Not everything that matters can be measured. Not everything that helps can be manualized (even though I wrote a manual!). And not every person will fit the model, no matter how comprehensive we make it.

Reflection Questions for Clinicians and Clients

  • What patterns do you notice in your own responses to threat or stress? Do these patterns shift across different contexts, or do you tend toward one primary response?
  • When you think about your own healing or growth, does it feel more like a linear progression or like a process with repeating themes at different scales?
  • How might it change your clinical work (or your understanding of your own experience) to think of trauma responses as temporary attractors in a complex system rather than as fixed types?

Sources

Beer, R. D. (2014). Dynamical systems and embedded cognition. In K. Frankish & W. M. Ramsey (Eds.), The Cambridge handbook of artificial intelligence (pp. 128-150). Cambridge University Press.

Favela, L. H. (2020). Cognitive science as complexity science. Wiley Interdisciplinary Reviews: Cognitive Science, 11(6), e1525. https://doi.org/10.1002/wcs.1525

Goldberger, A. L., Peng, C. K., & Lipsitz, L. A. (2002).

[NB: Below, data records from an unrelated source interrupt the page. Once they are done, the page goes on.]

PR #54, opened 2021-06-10
Add helpers for courtyard and orientation markers

m-hilgendorf:
Two new API methods are added to utils/landpatterns:

`courtyard` computes a courtyard for a land pattern:

```
; Create a best guess of the courtyard using the existing artwork
public defn courtyard ()

; Create the courtyard of a component given its package dimensions. 
; The existing artwork of the landpattern will also be used to determine courtyard boundaries.
public defn courtyard (package-dims:Dims)
```

`orientation-marker` places a marker on the silkscreen relative to a pad to indicate the orientation of the component when placed:

```
public defn orientation-marker (
  pad-1:Ref,            ; the reference to the first pad of the landpattern (p[1], A[1], etc) 
  angle:Double|Anchor,  ; the angle or anchor relative to the first pad to draw the marker
  distance:Double,      ; the distance from the first pad to draw the marker
  shape:Shape           ; the shape of the marker itself
)   
```

Usage:

```
pcb-landpattern DFN-48:
  make-dfn-landpattern(48, 1.27, [0.3, 07])
  courtyard()
  orientation-marker(IndexRef(Ref("p"), 1), W, 1.27, Circle(0.5))
```


utils/land-patterns.stanza
```diff
@@ -23,6 +23,94 @@ public defn ref-label (x:Double, y:Double) :
...
+          switch(anchor):
+            C:  0.0  * PI
+            NE: 0.25 * PI
+            N:  0.5  * PI
+            NW: 0.75 * PI
+            W:  1.0  * PI
+            SW: 1.25 * PI
+            S:  1.5  * PI
+            SE: 1.75 * PI
+            E:  0.0
```
bpellenard, line 46: Same value than for `C`. Is it ok?

m-hilgendorf: Yes. `C` is an outlier, but I think it's better to be weird than to crash

utils/land-patterns.stanza
```diff
@@ -23,6 +23,94 @@ public defn ref-label (x:Double, y:Double) :
...
+        (s:Shape):
+          val dims = bounds(s)
+          layer(Courtyard(Top)) = Rectangle(x(dims), y(dims))
+        (_:False):
+          false
+
+public defn courtyard ():
+  courtyard(Dims(0.0, 0.0))
+
+; Create a capsule with normalized rotation
```
bpellenard, line 108: My original comment would have been the following: `normalize` is used in the reverse way in esir. For example, if you normalize an axis-aligned capsule, it will give you a capsule with an angle 0. 
But I am confused. First case the capsule is longer on the x-axis (width larger than height). Second case the capsule is longer on the y-axis. Is it on purpose?

utils/land-patterns.stanza
bpellenard: Yes, it is always tricky to handle it properly

utils/land-patterns.stanza
m-hilgendorf: Oh good catch. This should be removed from this PR, it's an abstraction of other code that's already in this file that was reused in a few places.

utils/land-patterns.stanza
```diff
@@ -23,6 +23,89 @@ public defn ref-label (x:Double, y:Double) :
...
+        for [ls, sh] in data seq?:
+          One(sh) when ls == side else None()
+      Union(shapes) when not empty?(shapes) else false
+    
+    for side in [Top, Bottom] do:
+      match(make-union?(side)):
+        (s:Shape):
+          val dims = bounds(s)
+          layer(Courtyard(Top)) = Rectangle(x(dims), y(dims))
+        (_:False):
```
bpellenard, line 102: `(_)`?

m-hilgendorf: I'm not familiar with that syntax, but this should only be `Shape|False`.

utils/land-patterns.stanza
```diff
@@ -23,6 +23,89 @@ public defn ref-label (x:Double, y:Double) :
...
+        val pad-shape_ = pad-shape(get-pad(pad_))
+        val pad-copper = 
+          if pad-type(get-pad(pad_)) == SMD:
+            [[side(pad_), pad-shape_]]
+          else:
+            [[Top, pad-shape_], [Bottom, pad-shape_]]
+        cat-all([pad-copper, layer-filter(layers(get-pad(pad_)))])
+
+    val data = to-tuple(cat-all([lp-data, pad-data, pkg-data]))
+    defn make-union? (side:Side) -> False|Shape:
```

What is physiologic complexity and how does it change with aging and disease? Neurobiology of Aging, 23(1), 23-26.

Haeyen, S. (2024). Polyvagal theory and art therapy: Theoretical and clinical perspectives. Frontiers in Psychology, 15, 1352025.

Herman, J. (1992). Trauma and recovery: The aftermath of violence—from domestic abuse to political terror. Basic Books.

Herman, J. (2023). Truth and repair: How trauma survivors envision justice. Basic Books.

Ivanov, P. C., Amaral, L. A., Goldberger, A. L., Havlin, S., Rosenblum, M. G., Struzik, Z. R., & Stanley, H. E. (1999). Multifractality in human heartbeat dynamics. Nature, 399(6735), 461-465.

Klocek, A., Premus, J., & Řiháček, T. (2023). Applying dynamic systems theory and complexity theory methods in psychotherapy research: A systematic literature review. Psychotherapy Research, 34(6), 828-844. https://doi.org/10.1080/10503307.2023.2252169

Levine, P. A. (2010). In an unspoken voice: How the body releases trauma and restores goodness. North Atlantic Books.

Porges, S. W. (2021). Polyvagal theory: A biobehavioral journey to sociality. Comprehensive Psychoneuroendocrinology, 7, 100069. https://doi.org/10.1016/j.cpnec.2021.100069

Porges, S. W. (2023). Our polyvagal world: How safety and trauma change us. W. W. Norton.

Seguin, C., Sporns, O., Zalesky, A., & Calamante, F. (2023). Network communication models improve the behavioral and functional predictive utility of the human structural connectome. Network Neuroscience, 7(2), 661-684.

Thelen, E., & Smith, L. B. (1994). A dynamic systems approach to the development of cognition and action. MIT Press.

Van der Kolk, B. A. (2014). The body keeps the score: Brain, mind, and body in the healing of trauma. Penguin Books.